### Exercise
How many lines in the listing below contain the string "case"? Say only the number.

START Supplied entries

PR #3753, opened 2021-03-22
Add ConfigMap handling to SeedAuthorizer

rfranzke:

/area security
/kind enhancement

This PR adds handling for `ConfigMap` resource to the `SeedAuthorizer`.

Part of #1723 

Similar to #3708

**Release note**:

```other operator
NONE
```

### DIFF
--- a/pkg/admissioncontroller/webhooks/auth/seed/authorizer.go
+++ b/pkg/admissioncontroller/webhooks/auth/seed/authorizer.go
@@ -22,6 +22,7 @@ import (
 	gardencorev1beta1 "github.com/gardener/gardener/pkg/apis/core/v1beta1"
 
 	"github.com/go-logr/logr"
+	corev1 "k8s.io/api/core/v1"
 	"k8s.io/apimachinery/pkg/runtime/schema"
 	auth "k8s.io/apiserver/pkg/authorization/authorizer"
 )
@@ -47,6 +48,8 @@ var _ = auth.Authorizer(&authorizer{})
 var (
 	// Only take v1beta1 because the Authorize function only checks the resource group and the resource.
 	cloudProfileResource = gardencorev1beta1.Resource("cloudprofiles")
+
+	configMapResource = corev1.Resource("configmaps")
 )
 
 // TODO: Revisit all `DecisionNoOpinion` later. Today we cannot deny the request for backwards compatibility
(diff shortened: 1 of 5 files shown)


pkg/admissioncontroller/webhooks/auth/seed/authorizer.go
```diff
@@ -64,6 +67,8 @@ func (a *authorizer) Authorize(_ context.Context, attrs auth.Attributes) (auth.D
 		switch requestResource {
 		case cloudProfileResource:
```
timebertt, line 68: BTW: what about other API versions of the `core.gardener.cloud` API?

pkg/admissioncontroller/webhooks/auth/seed/authorizer_test.go
```diff
@@ -196,5 +195,85 @@ var _ = Describe("Seed", func() {
 				Expect(reason).To(BeEmpty())
 			})
 		})
+
+		Context("when requested for ConfigMaps", func() {
```
timebertt, line 199: Side-note (not strictly related to this PR): it would be nice to write an integration test for this and try out something with gardener resources in envtest as well.
WDYT? Should we give it a try?

timebertt (approved):
/lgtm
Love to see the documentation evolving with the latest changes!

pkg/admissioncontroller/webhooks/auth/seed/authorizer.go
rfranzke: https://github.com/gardener/gardener/blob/8a51383c03fc647c8231c737c734a9751c3c23cd/pkg/admissioncontroller/webhooks/auth/seed/authorizer.go#L48

pkg/admissioncontroller/webhooks/auth/seed/authorizer_test.go
rfranzke: Yes, I would love to do so. I talked about it with @timuthy already. We would need to have a similar `envtest` package that also sets up `gardener-apiserver` and then we would be able to do so. Do you have something like this in mind?

pkg/admissioncontroller/webhooks/auth/seed/authorizer.go
timebertt: Ah right, thanks.

pkg/admissioncontroller/webhooks/auth/seed/authorizer_test.go
timebertt: Yes something like this. Basically compile `gardener-apiserver` in `setup-envtest.sh` and then wrap `envtest` to connect it to the temp etcd.
Alternatively we could generate CRDs from our API types and use them for imitating g-api.
Anyhow, this should be doable, I guess.

PR #3762, opened 2021-03-23
RetryableError should not block reconciliation attempts

kon-angelo:

/area control-plane
/kind bug

This PR will allow retrying the reconciliation, after an unsuccessful attempt would return an error code of `RetryableError` from the infrastructure. Previously the `RetryableError` marked as infrastructure dependency error would not be reconciled.

Fixes #

**Release note**:

```other operator
Infrastructure dependency errors containing the `RetryableError` will not stop automatic reconciliation attempts.
```

### DIFF
--- a/docs/usage/shoot_status.md
+++ b/docs/usage/shoot_status.md
@@ -99,6 +99,7 @@ Known error codes are:
 - `ERR_INFRA_INSUFFICIENT_PRIVILEGES` - indicates that the last error occurred due to insufficient infrastructure privileges. It is classified as a non-retryable error code.
 - `ERR_INFRA_QUOTA_EXCEEDED` - indicates that the last error occurred due to infrastructure quota limits. It is classified as a non-retryable error code.
 - `ERR_INFRA_DEPENDENCIES` - indicates that the last error occurred due to dependent objects on the infrastructure level. It is classified as a non-retryable error code.
+- `ERR_RETRYABLE_INFRA_DEPENDENCIES` - indicates that the last error occurred due to dependent objects on the infrastructure level, but the operation should be retried.
 - `ERR_INFRA_RESOURCES_DEPLETED` - indicates that the last error occurred due to depleted resource in the infrastructure.
 - `ERR_CLEANUP_CLUSTER_RESOURCES` - indicates that the last error occurred due to resources in the cluster that are stuck in deletion.
 - `ERR_CONFIGURATION_PROBLEM` - indicates that the last error occurred due to a configuration problem. It is classified as a non-retryable error code.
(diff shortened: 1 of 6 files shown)


rfranzke (dismissed):
/lgtm
/assign @ialidzhikov

pkg/apis/core/v1beta1/types_common.go
```diff
@@ -32,6 +32,8 @@ const (
 	// ErrorInfraDependencies indicates that the last error occurred due to dependent objects on the infrastructure level.
 	// It is classified as a non-retryable error code.
 	ErrorInfraDependencies ErrorCode = "ERR_INFRA_DEPENDENCIES"
+	// ErrorRetryableInfraDependencies indicates that the last error occurred due to dependent objects on the infrastructure level, but operation should be retried.
+	ErrorRetryableInfraDependencies ErrorCode = "ERR_RETRYABLE_INFRA_DEPENDENCIES"
```
ialidzhikov, line 36: Can you update https://github.com/gardener/gardener/blob/master/docs/usage/shoot_status.md#error-codes?
Can you add the error code also for the internal type and v1alpha1 - https://github.com/gardener/gardener/blob/f86f6e4ce3ff57545551e0331411e654aa7da33f/pkg/apis/core/types_common.go#L22 and https://github.com/gardener/gardener/blob/f86f6e4ce3ff57545551e0331411e654aa7da33f/pkg/apis/core/v1alpha1/types_common.go#L20?

ialidzhikov (changes requested):

docs/usage/shoot_status.md
```diff
@@ -99,6 +99,7 @@ Known error codes are:
 - `ERR_INFRA_INSUFFICIENT_PRIVILEGES` - indicates that the last error occurred due to insufficient infrastructure privileges. It is classified as a non-retryable error code.
 - `ERR_INFRA_QUOTA_EXCEEDED` - indicates that the last error occurred due to infrastructure quota limits. It is classified as a non-retryable error code.
 - `ERR_INFRA_DEPENDENCIES` - indicates that the last error occurred due to dependent objects on the infrastructure level. It is classified as a non-retryable error code.
+- `ERR_RETRYABLE_INFRA_DEPENDENCIES` - indicates that the last error occurred due to dependent objects on  on the infrastructure level. "Retryable" means that the occurred error is likely to be resolved in a ungraceful manner after given period of time.
```
ialidzhikov: This statement about "retryable" with `is likely to be resolved in a ungraceful manner after given period of time` is applicable for `ERR_RETRYABLE_CONFIGURATION_PROBLEM`. I guess there are no `ungraceful manners` in the `ERR_RETRYABLE_INFRA_DEPENDENCIES`, so le't reword this to avoid confusion.

```suggestion
- `ERR_RETRYABLE_INFRA_DEPENDENCIES` - indicates that the last error occurred due to dependent objects on the infrastructure level, but the operation should be retried.
```

ialidzhikov (approved):
Thanks!

/lgtm

PR #4468, opened 2016-05-16
TIP-423: Reset permissions between each scenario

phaseinducer:
**Why this PR?**
Today, a part of our CI instability comes from the fact that permissions system is stateful between scenarios. It means that whenever a scenario modify the permissions of a role or a group, the next scenario will have these modifications too.

Let's say you test that you can't see product categories if you remove the corresponding permission, the scenario is ok. Just after, no luck, the same worker picks a scenario that needs to access these product categories. The scenario fails, apparently for no reason. But it can pass on another build depending on the execution order.

It's not clear why we did that at the time, but obviously it can't work on a distributed system where scenarios execution order is unpredictable. It has no added value (not anymore it seems), it's complicated, adds instability and quite difficult to debug. 

So the idea is to completely clear the permissions between each scenario, like all other fixtures.

**What's in this PR?**
- All tables without exceptions are cleared between each scenario using Doctrine's ORMPurger. I removed our custom one that handled excluded tables.
- ACLs tables and cache are cleared between each scenario.
- The step `I reset the "..." rights` is deleted as it shouldn't be used anymore.


features/category/list_categories.feature
```diff
@@ -24,5 +24,4 @@ Feature: List categories
     Given I am on the categories page
     Then I should not see "Please select a category on the left or Create a new category"
     When I click on the "Summer collection" category
-    Then I should not see "Server error"
-    Then I reset the "Administrator" rights
+    Then I should not see the text "Server error"
```
pierallard: Weird to check this

features/Pim/Behat/Context/SimplePurger.php
```diff
@@ -12,32 +12,32 @@
  * @copyright 2016 Akeneo SAS (http://www.akeneo.com)
  * @license   http://opensource.org/licenses/osl-3.0.php  Open Software License (OSL 3.0)
  */
-class DbSessionPurger implements PurgerInterface
+class SimplePurger implements PurgerInterface
```
pierallard: As this Purger only works with ORM, does it have a name like "OrmPurger" ?

pierallard:
Little comment but GTM as it

features/Pim/Behat/Context/SimplePurger.php
phaseinducer: It's not a perfect naming but it's not related to ORM. `MysqlTablePurger` would be exact.

features/category/list_categories.feature
nidup: Yep already here before the PR but weird, bonus point i think it's a flash message

features/Pim/Behat/Context/SimplePurger.php
nidup: As you only use Dbal connection it could be a DbalTablesPurger (should work with postgresql too). The fact you use dbal or orm is not a so big deal it's more an implem detail, TablesPurger or DBTablesPurger is maybe enough

nidup:
Nice PR, baby comment on purger naming and GTM. Much :fire: such :heart:

features/Pim/Behat/Context/SimplePurger.php
nidup: In fact DbalPurger is pretty good naming too, quite close to the OrmPurger naming used for all tables managed through orm entities

nidup:
I rebased in another branch TIP-423-master-dci and running to check the status

nidup:
@phaseinducer double checked and merged, thx!

PR #4482, opened 2016-05-19
PIM-5611: Fix notification report button position

pierallard:
capture du 2016-05-19 10 53 33

Only CSS, need to be GTMed by @akeneo/ux-team


yulldesign:
GTM for UX

ClementGautier:
GTM

PR #4488, opened 2016-05-20
TIP-431: Ease the migration by using JobParametersFactory in ConfigurationToJobParametersTransformer

damien-carcel:
**Description**

For now, JobParameters is directly instantiated in ConfigurationToJobParametersTransformer. This prevents to automatically fill an incomplete rawConfiguration when editing a profile of an existing job instance.

This can occur only with the job instance created before the merge of the JobParameters PR, if a job instance exists in the database with a rawConfiguration where a parameter is missing (but can be reproduced by changing the conf directly in the database, by removing the separator configuration for instance).

This PR solves this by avoiding to do a “new JobParameters()”, but use the JobParametersFactory instead. This will ensure that the default values are added if they do not exist.

### DIFF
--- a/src/Pim/Bundle/ImportExportBundle/Form/DataTransformer/ConfigurationToJobParametersTransformer.php
+++ b/src/Pim/Bundle/ImportExportBundle/Form/DataTransformer/ConfigurationToJobParametersTransformer.php
@@ -2,12 +2,13 @@
 
 namespace Pim\Bundle\ImportExportBundle\Form\DataTransformer;
 
+use Akeneo\Component\Batch\Job\JobInterface;
 use Akeneo\Component\Batch\Job\JobParameters;
+use Akeneo\Component\Batch\Job\JobParametersFactory;
 use Symfony\Component\Form\DataTransformerInterface;
-use Symfony\Component\Form\Exception\TransformationFailedException;
 
 /**
- * Transform a configuration array to a JobParameters and conversely
+ * Transforms a configuration array to a JobParameters and conversely.
  *
  * @author    Nicolas Dupont <nicolas@akeneo.com>
  * @copyright 2016 Akeneo SAS (http://www.akeneo.com)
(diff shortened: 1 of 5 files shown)


src/Pim/Bundle/ImportExportBundle/Form/DataTransformer/ConfigurationToJobParametersTransformer.php
```diff
@@ -2,41 +2,54 @@
...
+    {
+        $this->jobParametersFactory = $jobParametersFactory;
+        $this->job                  = $job;
+    }
+
+    /**
+     * {@inheritdoc}
      *
-     * @return JobParameters
+     * Transforms an configuration (array) to a job parameters (object).
```
pierallard: a* configuration

pierallard:
GTM, continue to do descriptions like this, it's a pleasure to read.

src/Akeneo/Component/Batch/Job/JobParametersFactory.php
```diff
@@ -37,8 +37,10 @@ public function __construct(DefaultValuesProviderRegistry $registry, $jobParamet
      */
     public function create(JobInterface $job, array $parameters = [])
     {
-        $provider = $this->defaultRegistry->get($job);
-        $parameters = array_merge($provider->getDefaultValues(), $parameters);
+        if (null !== $job->getName()) {
```
nidup: nope, we should not change this contract due to a weird constraint from the form type stuff

src/Pim/Bundle/ImportExportBundle/Form/DataTransformer/ConfigurationToJobParametersTransformer.php
```diff
@@ -2,41 +2,54 @@
...
+    protected $job;
+
     /**
-     * Transforms an configuration (array) to a job parameters (object)
-     *
-     * @param  array|null $configuration
+     * @param JobParametersFactory $jobParametersFactory
+     * @param JobInterface         $job
+     */
+    public function __construct(JobParametersFactory $jobParametersFactory, JobInterface $job)
```
jjanvier: is it normal the job is here?
this class is not a symfony service?

src/Akeneo/Component/Batch/Job/JobParametersFactory.php
nidup: I don't understand how we can pass here a job with no name, can we discuss IRL?

nidup:
Interesting PR, the JobParametersFactory must not be changed, GTM once we'll have fixed this (we can discuss IRL).

src/Pim/Bundle/ImportExportBundle/Form/DataTransformer/ConfigurationToJobParametersTransformer.php
nidup: this class is not a symfony service, as it depends on a Job we avoid to declare it as a "singleton service" and imho as this class should never be used in another context or replaced, we don't even declare it as private service. so looks ok for me.

skeleton:
GTM once Nico's comment about JobParametersFactory will be fixed

src/Akeneo/Component/Batch/Job/JobParametersFactory.php
damien-carcel: OK, my bad, remnant from a previous approach.

PR #4510, opened 2016-05-25
PIM-5801: Fix save in PEF when attribute code is only numeric

damien-carcel:
**Description**

When one add to a product an attribute with a code containing only numbers values, it is not possible to save the product when this attribute has been filled.

See screenshot below:

image

As data is passed to the product updater as an array, with the attribute code as an array key, ```array_merge``` replace the numerical codes (first it encounters by 0, second by 1, etc…) so the updater doesn't understand to which attribute the value is related. Using the union operator instead of ```array_merge``` solve this.

**Definition Of Done**

### DIFF
--- a/CHANGELOG-1.5.md
+++ b/CHANGELOG-1.5.md
@@ -5,6 +5,7 @@
 - PIM-5710: Fix thumbnail display after file upload in the product edit form
 - PIM-5811: Fix family export with multiple locales activated
 - PIM-5726: Fix number of product displayed on Product Grid when category panel is withdrawn
+- PIM-5801: Fix save in product edit form when attribute code is only numeric
 
 # 1.5.3 (2016-05-13)
 
--- a/features/product/add_attributes_to_a_product.feature
+++ b/features/product/add_attributes_to_a_product.feature
@@ -39,3 +39,12 @@ Feature: Add attributes to a product
   Scenario: Successfully display unclassified attributes in group "Other"
     Given I am on the "sandals" product page
     Then I should see available attribute Comment in group "Other"
+
+  @jira https://akeneo.atlassian.net/browse/PIM-5801
+  Scenario: Successfully add an attribute with fully numeric identifier
+    Given I am on the "boots" product page
+    And I add available attribute 123
+    And I change the "Attribute 123" to "foobar"
+    When I save the product
+    Then I should not see the text "There are unsaved changes."
+    And the field Attribute 123 should contain "foobar"
--- a/src/Pim/Bundle/EnrichBundle/Controller/Rest/ProductController.php
+++ b/src/Pim/Bundle/EnrichBundle/Controller/Rest/ProductController.php
@@ -325,7 +325,7 @@ class ProductController
         $values = $this->emptyValuesFilter->filter($product, $values);
 
         unset($data['values']);
-        $data = array_merge($data, $values);
+        $data = array_replace($data, $values);
 
         $this->productUpdater->update($product, $data);
     }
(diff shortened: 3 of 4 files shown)


ClementGautier:
GTM

src/Pim/Bundle/EnrichBundle/Controller/Rest/ProductController.php
```diff
@@ -325,7 +325,7 @@ protected function updateProduct(ProductInterface $product, array $data)
         $values = $this->emptyValuesFilter->filter($product, $values);
 
         unset($data['values']);
-        $data = array_merge($data, $values);
+        $data += $values;
```
phaseinducer: Usually we use `array_replace()` for this case.

features/product/add_attributes_to_a_product.feature
```diff
@@ -39,3 +39,19 @@ Feature: Add attributes to a product
...
     Then I should see available attribute Comment in group "Other"
+
+  Scenario: Successfully add an attribute with fully numeric identifier
+    Given I am on the attributes page
+    And I create a "Text" attribute
+    Then I fill in the following information:
+      | Code            | 12345 |
+      | Attribute group | Other |
+    And I save the attribute
+    Then I should not see the text "There are unsaved changes."
```
phaseinducer: Why this step?

features/product/add_attributes_to_a_product.feature
```diff
@@ -39,3 +39,19 @@ Feature: Add attributes to a product
   Scenario: Successfully display unclassified attributes in group "Other"
     Given I am on the "sandals" product page
     Then I should see available attribute Comment in group "Other"
+
+  Scenario: Successfully add an attribute with fully numeric identifier
+    Given I am on the attributes page
+    And I create a "Text" attribute
+    Then I fill in the following information:
```
phaseinducer: And

features/product/add_attributes_to_a_product.feature
```diff
@@ -39,3 +39,19 @@ Feature: Add attributes to a product
...
+      | Code            | 12345 |
+      | Attribute group | Other |
+    And I save the attribute
+    Then I should not see the text "There are unsaved changes."
+    When I am on the "boots" product page
+    And I add available attribute 12345
+    And I fill in the following information:
+      | [12345] | foobar |
+    And I save the product
+    And I should not see the text "There are unsaved changes."
```
phaseinducer: idem
Also it should be a "Then" here

features/product/add_attributes_to_a_product.feature
```diff
@@ -39,3 +39,19 @@ Feature: Add attributes to a product
...
+    But I should see the flash message "Product successfully updated"
```
phaseinducer: Can you please check we the team about current policy around flash messages?

CHANGELOG-1.5.md
```diff
@@ -5,6 +5,7 @@
 - PIM-5710: Fix thumbnail display after file upload in the product edit form
 - PIM-5811: Fix family export with multiple locales activated
 - PIM-5726: Fix number of product displayed on Product Grid when category panel is withdrawn
+- PIM-5801: Fix save in PEF when attribute code is only numeric
```
phaseinducer: "PEF" is too technical / internal imho. Maybe use simply "product edit form"?

features/product/add_attributes_to_a_product.feature
damien-carcel: To be sure the save was really performed. But maybe it is not necessary in this case.

phaseinducer:
GTM

PR #4513, opened 2016-05-25
TIP-36: Fix test because products export order is unpredictable

grena:
By doing a product export, we can't predict the product order in the different files.
So our test must be agnostic of this.


features/Pim/Behat/Context/Domain/Spread/XlsxFileContext.php
```diff
@@ -36,6 +36,47 @@ public function exportedXlsxFileOfShouldContain($number = null, $code, TableNode
      * @param string    $code
      * @param TableNode $expectedLines
      *
+     * @Then /^exported xlsx files of "([^"]*)" should contain:$/
+     */
+    public function exportedXlsxFilesOfShouldContain($code, TableNode $expectedLines)
```
pierallard: I have a lot of pain to read what do this function... Maybe naming is bad, maybe you should move some code into sub-functions...

features/Pim/Behat/Context/Domain/Spread/XlsxFileContext.php
```diff
@@ -78,6 +119,19 @@ public function xlsxFileShouldContainRows($fileName, $rows)
     }
 
     /**
+     * @param int    $number
+     * @param string $code
+     * @param int    $itemsCount
+     *
+     * @Then /^exported xlsx file (\d+) of "([^"]*)" should contain (\d+) rows?$/
```
pierallard: I'm pinailling, but I may wrote "^the exported xlsx file..."

features/Pim/Behat/Context/Domain/Spread/XlsxFileContext.php
```diff
@@ -36,6 +36,47 @@ public function exportedXlsxFileOfShouldContain($number = null, $code, TableNode
      * @param string    $code
      * @param TableNode $expectedLines
      *
+     * @Then /^exported xlsx files of "([^"]*)" should contain:$/
```
pierallard: same, I may add "the exported xlsx files?" (with "?" and "the")

willy-ahva:
GTM

features/Pim/Behat/Context/Domain/Spread/XlsxFileContext.php
grena: It's to be consistent with the existing
```
@Given /^xlsx file "([^"]*)" should contain (\d+) rows$/
```
To avoid having : 
> **the** exported xlsx file 1 of "the_job" should contain 2 rows

and

> xlsx file 1 of "the_job" should contain 2 rows

features/Pim/Behat/Context/Domain/Spread/XlsxFileContext.php
grena: We should not call this method for 1 file only, as we should explicit the file we're looking in. There is already a dedicated method:
> Then exported xlsx file 2 of "the_job" should contain:

pierallard:
GTM

PR #4522, opened 2016-05-27
TIP-440: remove the warning translated title

nidup:
In 1.0, we introduced getName()  in StepElement (reader, processor, writer), this name is only used to build a translated title which is used to build warning messages during a step execution (cf screenshot).

warning

The translation key is always different but we almost always indicate the same name than the step, after discussion with PO, we should always indicate "warning" as warning title, the reason is enouch to detail the encountered issue.

This PR remove the now useless StepElement getName() and Warning getName().

| Micro Demo to the PO (Story only) | Y (replaced translated step element label by "warning"


src/Akeneo/Component/Batch/Item/StepElementInterface.php
```diff
@@ -11,10 +11,4 @@
  */
 interface StepElementInterface
```
nidup: @jjanvier wonder if this is still useful

jjanvier: This one, related to ItemStep, seems useless imho.

But maybe a more generic one, `src/Akeneo/Component/Batch/Step/StepElementInterface` could be useful.
Even it it's empty at the moment, it could help to identify all the steps element that could be injected in a step.

jjanvier: for example we could check in `StepFactory::createStep`  that the services that are injected do are `StepElementInterface`. Could be useful later, IDK

jjanvier:
GTM
just the remark about the StepElementInterface

src/Akeneo/Component/Batch/Item/StepElementInterface.php
nidup: great idea, digging to see what are the real impacts :)

src/Akeneo/Component/Batch/Step/StepElementInterface.php
```diff
@@ -1,20 +1,14 @@
...
 
 /**
- * StepElementInterface
+ * Defines a step element, an element which can be injected in a step
  *
  * @author    Nicolas Dupont <nicolas@akeneo.com>
  * @copyright 2016 Akeneo SAS (http://www.akeneo.com)
  * @license   http://opensource.org/licenses/MIT MIT
  */
 interface StepElementInterface
```
damien-carcel: Looks strange to me to have an empty interface. Couldn't we find a way to remove it completely?

src/Akeneo/Component/Batch/spec/Step/ItemStepSpec.php
```diff
@@ -114,7 +114,7 @@ function it_executes_with_an_invalid_item_during_processing(
 
         // second batch
         $processor->process('r4')->shouldBeCalled()->willThrow(new InvalidItemException('my msg', ['r4']));
-        $execution->addWarning(Argument::any(), Argument::any(), Argument::any(), Argument::any())->shouldBeCalled();
+        $execution->addWarning(Argument::any(), Argument::any(), Argument::any())->shouldBeCalled();
```
damien-carcel: Replace the multiple Argument::any with Argument::cetera

damien-carcel:
GTM. Just the same comment about StepElementInterface, and one optional change in a spec.

PR #4525, opened 2016-05-27
Fix behat regressions

ClementGautier:
In the Enterprise Edition we have to set job profile accesses in order to be able to access a job profil so this scenarios can't work as it.


phaseinducer:
GTM

pierallard:
gtm

PR #4529, opened 2016-05-27
Add array type config options to connectors

gplanchat:
This PR adds the ability to specify array type option values to connectors as done here :

https://github.com/lunistore/akeneo-connector-base/blob/master/README.md#productassetsprocessor


damien-carcel:
GTM

skeleton:
GTM, thanks for this contrib :)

END Supplied entries

### Answer space
3